Letting an AI model "think again" doesn't help if it can't tell when it got it right.
Researchers built a system called Iterative Visual Thinking (IVT) that asks a vision-language model to predict a bounding box around an object, render that box on the image, and then refine its guess over several steps. The training pipeline is clever: it uses the model's own wrong predictions as realistic errors, has a teacher model generate corrective reasoning traces from those errors, and then fine-tunes with a reward tied to how well the predicted box overlaps the target. Benchmarked the usual way, IVT looked like a win — a +2.4 percentage point accuracy gain over the single-shot baseline.
The catch is how that number was computed. The evaluation kept, per example, whichever step in the refinement trajectory came closest to the correct answer — a selection that requires knowing the ground truth. Under any stopping rule a real deployment could actually use, the gain disappears entirely. The best policy turns out to be stopping at step zero, which matches the base model and beats every label-free rule tested. The model can stumble onto a better box somewhere in its chain of attempts, but it has no reliable way to know when it has done so: self-verification confidence correlates with correctness at roughly r = 0.22, barely above noise.

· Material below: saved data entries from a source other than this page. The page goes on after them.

Issue #102, opened 2019-04-08
Can't switch from Components tab to Console tab


gaearon:
I broke this with https://github.com/bvaughn/react-devtools-experimental/pull/99.

Calling `inspect` forces Chrome to always switch to Elements tab. As a result navigation to other tabs are broken. We either need to find a way to detect switching *to Elements tab specifically* or, sadly, disable the syncing from React to DOM.

PR #103, opened 2019-04-09
Make DOM selection binding one-way

gaearon:
Fixes https://github.com/bvaughn/react-devtools-experimental/issues/102 by making syncing one-way.

I'll talk to DevTools folks in case there's some way to restore the two-way binding later. Ideally I want a version of `inspect(foo)` that doesn't force a tab switch. Maybe they'll add it in the future.

The upside is apparently there's `chrome.devtools.panels.elements.onSelectionChanged` API that makes the other half easier. So I switched to that here too.

### DIFF
--- a/shells/browser/shared/src/main.js
+++ b/shells/browser/shared/src/main.js
@@ -85,12 +85,6 @@ function createPanelIfReactLoaded() {
           );
         });
 
-        // Remember if we should sync the browser DevTools to the React tab.
-        // We'll only do that if user intentionally chooses a different React component.
-        bridge.addListener('selectElement', () => {
-          hasReactSelectionChanged = true;
-        });
-
         // This flag lets us tip the Store off early that we expect to be profiling.
         // This avoids flashing a temporary "Profiling not supported" message in the Profiler tab,
         // after a user has clicked the "reload and profile" button.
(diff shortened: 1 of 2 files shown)


gaearon:
I'll get this in because it's pretty much unusable otherwise. :-(

Happy to follow up on review comments. I'll also follow up with Chrome to file a feature request for a version of `inspect` that doesn't switch tabs.

shells/browser/shared/src/main.js
```diff
@@ -168,51 +162,39 @@ function createPanelIfReactLoaded() {
...
-          (_, error) => {
-            if (error) {
-              console.error(error);
-            }
-          }
-        );
+        isListeningToNativeSelectionChange = true;
+        setReactSelectionFromBrowser();
+        chrome.devtools.panels.elements.onSelectionChanged.addListener(() => {
+          setReactSelectionFromBrowser();
```
bvaughn: Hm... I understand why we had to remove the "two-way binding" but now we're updating the selection every time it changes in the Elements panel, rather than just when the React tab is about to be shown again? Why?

gaearon: Oh, I see, you want to avoid calling the bridge? I'll fix that.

This matters beyond one paper. "Test-time compute" — the idea that more inference steps produce better outputs — has become a central narrative in AI research, and spatial grounding is a natural place to apply it. IVT is a careful, well-constructed version of this idea, and it still fails the deployability test. The authors propose an evaluation protocol that reports accuracy under fixed label-free policies alongside an explicit oracle-to-shippable gap — a useful corrective for a field that has leaned hard on oracle metrics to sell progress.